The following rate limits apply for log messages transmitted to Papertrail:

For UDP:

  • 3,000 messages per second per source IP
  • 10,000 messages per second to a log destination (port)

For TCP:

  • 10 new connections per second per source IP to a log destination (port)

For more information on why they were introduced, see Introducing Syslog Rate Limits.

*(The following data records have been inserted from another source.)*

PR #281, opened 2020-09-27
Clarify longer infection chains

### LINKED ISSUE #217: Q&A: Clarify "transmission chains" explanation
image

The first time I read this, I accidentally misinterpreted it to mean "I don't need to think through longer transmission chains for people I hang out with."

It would be useful to add a sentence along the lines of... What we are saying here only applies to longer transmission chains _for people you live with_. If you want to know how we model longer transmission chains, see (XYZ answer in the Q&A or the Research Sources).

👍

blanchardjeremy:
Fixes #217


src/paper/13-q-and-a.ts
```diff
@@ -22,7 +22,7 @@ In the case of a long indoor hangout, we suggest just to cap the total Activity
 
 ### If you live with multiple people, do you account for the additional risk of a longer infection chain?
 
-No. We’ll explain what this means and why we don’t account for it.
+No. We’ll explain what this means and why we don’t account for longer infections _with housemates_. _(Note: Longer infection chains are still important to account for when interacting with anyone who is not a housemate.)_
```
oremanj, line 25:
```suggestion
No. We’ll explain what this means and why we don’t account for it in the specific case of a single household.
```

src/paper/13-q-and-a.ts
```diff
@@ -33,6 +33,8 @@ There’s a \`30%\` chance that I get sick directly from Alice. There’s a \`70
 
 We currently don’t model this effect, and we think that’s pretty safe if (and only if) you and your household members are conscientious about monitoring for symptoms and isolating from one another at the first sign that someone in the house is feeling unwell. Such isolation should include some reduction in contact between the household members that still feel fine, since one or more of them might have become infected by the unwell person before their symptoms appeared.
```
oremanj, line 34: And then maybe add a footnote after "feeling unwell" here, to the effect of: "You probably can't do this anywhere near as reliably with someone you don't live with, which is why the discussion here is specific to housemates."

src/paper/13-q-and-a.ts
```diff
@@ -22,7 +22,7 @@ In the case of a long indoor hangout, we suggest just to cap the total Activity
 
 ### If you live with multiple people, do you account for the additional risk of a longer infection chain?
```
oremanj, line 23: Maybe add "within the household" at the end of this question to make it extra clear

oremanj (commented):
I think this needs a little more explanation about why we're distinguishing between housemates and non-housemates, and that some rewording of the question could reduce the need to insist quite so strongly on the distinction (because it will be clearer from the get-go). Specific suggestions inline.

blanchardjeremy:
Thanks for the suggestions. Let me know what you think of the latest commit.

blanchardjeremy:
@oremanj this one also looks good to go if you are ready to merge it.

PR #282, opened 2020-09-27
Add dropdown to white paper navigation. 

### LINKED ISSUE #248: UI: Add drop down menu under whitepaper
Minor suggestion: It'd be nice to navigate to the different whitepaper sections from a dropdown on the main menu. When I'm trying to get between sections, I have to keep returning to the main white paper page.

Alternatively, you could place the submenu on the whitepaper pages only as a sidebar (or floating sidebar).

blanchardjeremy:
Fixes #248

I didn't get around to adding active item highlighting. If folks feel that's a blocking issue, I can dig into it more.


src/App.tsx
```diff
@@ -61,13 +62,19 @@ export const App = (): React.ReactElement => {
...
                 <Nav.Item>
-                  <NavLink
-                    to="/paper"
-                    className="nav-link"
-                    activeClassName="active"
-                  >
-                    White Paper
-                  </NavLink>
+                  <NavDropdown title="White Paper" id="basic-nav-dropdown">
+                    <NavDropdown.Item href="/paper">
```
oremanj, line 66: I wonder if active item marking is as simple as removing the href here and adding a `<NavLink>` child? Not a blocker if it's not, but would be nice to have.

src/App.tsx
```diff
@@ -61,13 +62,19 @@ export const App = (): React.ReactElement => {
...
+                      Table of Contents
+                    </NavDropdown.Item>
+                    {Object.keys(pages).map((pageId, pageIndex) => (
+                      <NavDropdown.Item
+                        href={`/paper/${pageId}`}
+                        key={pageIndex}
+                      >
+                        {pages[pageId].shortTitle}
```
oremanj, line 74: Can we add the numbers here to more obviously distinguish the TOC from the subpages? Like `1: Introduction` or similar.

oremanj:
This is great, thanks! Couple of suggestions, feel free to punt if they're nontrivial.

src/App.tsx
blanchardjeremy: Good idea! On it!

src/App.tsx
blanchardjeremy: I tried out that suggestion and I couldn't get it working. I am brand new to React, so that's that main issue. ;) Maybe someone else can take a stab at it?

src/App.tsx
blanchardjeremy: Done.

blanchardjeremy:
Okay. I've completed what I can do with ease. If someone else wants to take a stab at the active menu highlighting, I support that. Otherwise we can merge it and come back to that later.

blanchardjeremy:
@oremanj This is no longer ready to be deployed. 

I have a version that is closer to functional. But it uses `window.location` which results in the highlighting not working if you switch to non-dropdown pages. (The highlighting stays on.) I'm brand new to React, so I have no idea out how to get the Router location available where I need it.

Options:

1. Either we publish it without highlighting ( 9e73ad7 )
2. Or someone helps me build on my latest commit ( eb946d6 ) to use proper URL matching.

Let me know your thoughts!

blanchardjeremy:
I just removed the not-yet-functional highlighting solution I came up with so this could actually be merged in with one click.

I can come back to proper highlighting later. Or if someone knows how to do it, please submit a separate PR.

PR #264, opened 2020-09-16
Add develop branch to workflow

beshaya:
This causes CI to run on pull requests into `develop` in case we want to use develop as a staging branch.

PR #288, opened 2020-09-30
Ben/voting

beshaya:


src/data/prepopulated.ts
```diff
@@ -182,6 +182,19 @@ export const prepopulated: {
...
   },
 
+  'Voting in-person': {
+    riskProfile: 'average',
+    interaction: 'oneTime',
+    personCount: 2,
+
+    setting: 'indoor',
+    distance: 'sixFt',
+    duration: 10,
```
blanchardjeremy, line 192: Hmmm. I guess it depends on what kind of voting we're talking about. A ballot drop-off or filling out a whole ballot. What had you think 10 minutes?

.github/workflows/ci.yml
```diff
@@ -4,9 +4,9 @@ name: CI
 # events but only for the master branch
 on:
   push:
-    branches: [ main ]
+    branches: [ main, develop ]
   pull_request:
-    branches: [ main ]
+    branches: [ main, develop ]
```
blanchardjeremy, line 9: Your #264 PR seems to be mixed in with this one. Do you wanna separate them out?

blanchardjeremy (changes requested):
Looks good overall. Take a look at the two comments and let me know what you think.

src/data/prepopulated.ts
oremanj: I think 10min is a reasonable estimate for how long it takes to sign the registry, get your ballot, and fill it out. Plus whatever part of the line is indoors, if there's a line.

beshaya: I just copied what Josh said in the bug. Do you think the numbers should be different? I haven't voted in person in a loooong time.

I'd be happy to add a mail-in dropoff scenario as well.

blanchardjeremy: I don't know if I've ever voted in-person, so I'm not a reliable source, either. Let's keep it at 10, then!

Seems like a ballot drop-off wouldn't be all that useful, given that this is already so few points.

oremanj: I think mail-in dropoff is basically free.

.github/workflows/ci.yml
blanchardjeremy: I went ahead and removed the devleop branch stuff myself.

blanchardjeremy:
@oremanj I say this is good to go!

blanchardjeremy (approved):
Good to go!

PR #293, opened 2020-10-04
Add husky lint-staged as a precommit script to prevent future lint issues.

blanchardjeremy:
There have been a bunch of lint issues lately. So I figured we could just add it as a pre-commit hook. I'd love someone to check my work who is more familiar with `lint-staged` and `husky`.


beshaya (approved):
This is magic and I love it. Thanks, Jeremy!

Hitting these limits? Let us know. Please include the logger name and associated configuration file.

GNU syslogd

Test

Until recently, a few distributions (CentOS, Gentoo) provided GNU syslogd rather than syslog-ng or rsyslog. GNU syslogd only supports logging to the default syslog port (514), not user-selected destination ports. To see whether you run GNU syslogd, check:

  • Did you edit /etc/syslog.conf (rather than another filename)?
  • Run: syslogd -v. Does it say syslogd 1.4.1 (or another version)?

If so, this may be the problem.

Workarounds

Papertrail has a few workarounds for GNU syslogd. Choose one:

Tell Papertrail your system’s IP address

  1. Visit Add Systems and select “I’d like to aggregate system/OS logs from something else…”.
  2. Under Less common setup methods below the search area, click My syslog daemon only sends to port 514.
  3. Provide Papertrail with this device’s Internet-facing public (external NAT) IP.

Use the standalone remote_syslog2 log collector

remote_syslog2 can send both app and system log files. It doesn’t modify the system-wide logging configuration at all and Papertrail does not need the IP addresses of your servers. Setup instructions.

Upgrade to syslog-ng or rsyslog

These are better loggers by any measure. CentOS and Gentoo were the last distributions to switch.